A quadratic function is one of the simplest types of polynomial functions and is often represented in the standard form as \( f(x) = ax^2 + bx + c \). For our specific function, \( f(x) = x^2 \), it's a special case where \( a = 1 \), \( b = 0 \), and \( c = 0 \). This function graphs as a parabola opening upwards.

The vertex of this parabola is at the origin point \((0,0)\), which is also its minimum point since the parabola opens upward. The axis of symmetry is the vertical line \( x = 0 \). This symmetry means that the graph is a mirror image on either side of this line.

When plotting a quadratic function like \( x^2 \), every \( x \) value equidistant from the axis of symmetry will have the same \( y \) value, which forms the characteristic U-shape of a parabola:

• At \( x = 0 \): \( f(0) = 0 \)
• At \( x = 1 \) and \( x = -1 \): \( f(x) = 1 \)
• At \( x = 2 \) and \( x = -2 \): \( f(x) = 4 \)

As the absolute value of \( x \) increases, \( y \) increases much more rapidly due to the square — this is why quadratic functions grow parabolically.

A cubic function is a polynomial of degree three, typically expressed as \( g(x) = ax^3 + bx^2 + cx + d \).

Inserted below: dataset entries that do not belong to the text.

PR #428, opened 2026-04-01
Persist cached SPKs on wallet creation

### LINKED ISSUE #387: Wallet creation should persist cached SPKs
Right now we have to reveal an address before the cache takes over, [...] should wallet creation on its own persist an initial changeset that includes the lookahead scripts?

_Originally posted by @ValuedMammal in https://github.com/bitcoindevkit/bdk_wallet/pull/288#discussion_r2251803638_

j-kon:
## Summary
- flush the indexer's staged SPK cache during wallet creation so persisted wallets write the initial lookahead cache immediately
- avoid emitting empty staged cache entries when reloading wallets with persisted SPK cache enabled
- add a regression test proving a wallet created with use_spk_cache(true) does not need an initial reveal before the cache persists

Closes #387.

## Testing
- cargo test --all-features --test persisted_wallet
- cargo test --all-features

cc @ValuedMammal, @oleonardolima

### DIFF
--- a/src/wallet/mod.rs
+++ b/src/wallet/mod.rs
@@ -355,15 +355,15 @@ impl Wallet {
             ..Default::default()
         };
 
-        let tx_graph = make_indexed_graph(
-            &mut stage,
-            Default::default(),
+        let index = make_keychain_index(
             Default::default(),
             descriptor,
             change_descriptor,
             params.lookahead,
             params.use_spk_cache,
         )?;
+        stage.indexer.merge(index.initial_changeset());
+        let tx_graph = IndexedTxGraph::new(index);
 
         Ok(Wallet {
             signers,
@@ -559,10 +559,9 @@ impl Wallet {
             .map(|(op, _)| op)
             .collect();
 
-        let mut stage = ChangeSet::default();
+        let stage = ChangeSet::default();
 
-        let tx_graph = make_indexed_graph(
-            &mut stage,
+        let tx_graph = make_loaded_indexed_graph(
             changeset.tx_graph,
             changeset.indexer,
             descriptor,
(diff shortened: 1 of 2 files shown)


ValuedMammal:
The main issue is with the `spk_cache_stage` AFAICT, because it alters the `ChangeSet` semantics in subtle and surprising ways. It's not clear to the developer why indexing a null txout would be necessary to "flush the stage".

The SPK cache already acts as a kind of stage. What we want is to pass a `&mut ChangeSet` directly to `replenish_inner_index` and then ideally return it from `insert_descriptor` (or similar). At the very least we can just stage the indexer `initial_changeset` when creating a `Wallet`. Then `reveal_next_address` will only persist 1 newly derived SPK at a time.  

Second, `make_indexed_graph` appears to be doing double duty by constructing the `IndexedTxGraph` from a changeset during both the creation and loading phases. This is unnecessary since `create_with_params` just passes an empty changeset. Further, we already assert that the [stage must be empty upon loading](https://github.com/bitcoindevkit/bdk_wallet/blob/fb7681ab83634dd7cc71b4908b385e38b8db6bef/tests/persisted_wallet.rs#L165), so what is the intention of the `&mut stage` in `make_indexed_graph` 🤔

j-kon:
Thanks, this makes sense.

I reworked the patch to follow that direction and pushed an update. Instead of forcing the staged SPK cache out via `index_txout`, wallet creation now stages `index.initial_changeset()` directly, so the initial lookahead cache is persisted explicitly at creation time.

I also split the creation and loading paths: creation now builds the index directly and stages its initial changeset, while loading reconstructs the `IndexedTxGraph` from the persisted changeset without producing new staged changes. That removes the `&mut stage` coupling from the load path and keeps the "stage is empty upon load" invariant intact.

The regression test is still covering the original issue: a wallet created with `use_spk_cache(true)` can be reloaded immediately, and the first `reveal_next_address` only stages the newly derived SPK rather than restaging the initial cache.

I reran `cargo test --all-features --test persisted_wallet` and `cargo test --all-features` after the refactor.

ValuedMammal:
> a wallet created with use_spk_cache(true) can be reloaded immediately, and the first reveal_next_address only stages the newly derived SPK rather than restaging the initial cache.

I like the approach, but seems to be blocked on a resolution to bitcoindevkit/bdk#2217. If that were fixed we wouldn't need the create-and-reload-immediately workaround.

In our problem, the specific cubic function is \( g(x) = \frac{1}{3}x^3 \), where \( a = \frac{1}{3} \) and all other coefficients \( b, c, \) and \( d \) are zero.

The graph of this function is an S-shaped curve that passes through the origin, as there is no constant term to shift it up or down. This type of curve is symmetric about the origin, meaning that if you rotate it 180 degrees, it appears the same. This characteristic is called rotational symmetry.

Let's consider a few key points for \( g(x) = \frac{1}{3}x^3 \):

• At \( x = 0 \): \( g(0) = 0 \)
• At \( x = 1 \): \( g(1) = \frac{1}{3} \)
• At \( x = -1 \): \( g(-1) = -\frac{1}{3} \)
• At \( x = 2 \): \( g(2) = \frac{8}{3} \)
• At \( x = -2 \): \( g(-2) = -\frac{8}{3} \)

Cubic functions like \( \frac{1}{3}x^3 \) continue to glide both upwards and downwards far from the origin, giving them a distinctive S-curve appearance.

Graphical addition involves generating a new graph representing the sum of the \( y \)-values of existing functions at each point \( x \). It's a visual understanding of addition in algebra, where the values of the functions are added together at each point to create a new curve.

For our functions, \( f(x) = x^2 \) (quadratic) and \( g(x) = \frac{1}{3}x^3 \) (cubic), their combined function is \( h(x) = f(x) + g(x) = x^2 + \frac{1}{3}x^3 \). At every chosen input \( x \), the graphs of these functions provide points:

• \( x = -2 \): \( h(-2) = 4 - \frac{8}{3} = \frac{4}{3} \)
• \( x = -1 \): \( h(-1) = 1 - \frac{1}{3} = \frac{2}{3} \)
• \( x = 0 \): \( h(0) = 0 \)
• \( x = 1 \): \( h(1) = 1 + \frac{1}{3} = \frac{4}{3} \)
• \( x = 2 \): \( h(2) = 4 + \frac{8}{3} = \frac{20}{3} \)

These computed points can be plotted on a graph to reveal the shape of this new function, \( h(x) \).

Placing all three graphs — the two original functions and their sum — on one set of axes captures how they coincide or diverge, illustrating the influence of each function on the resultant graph.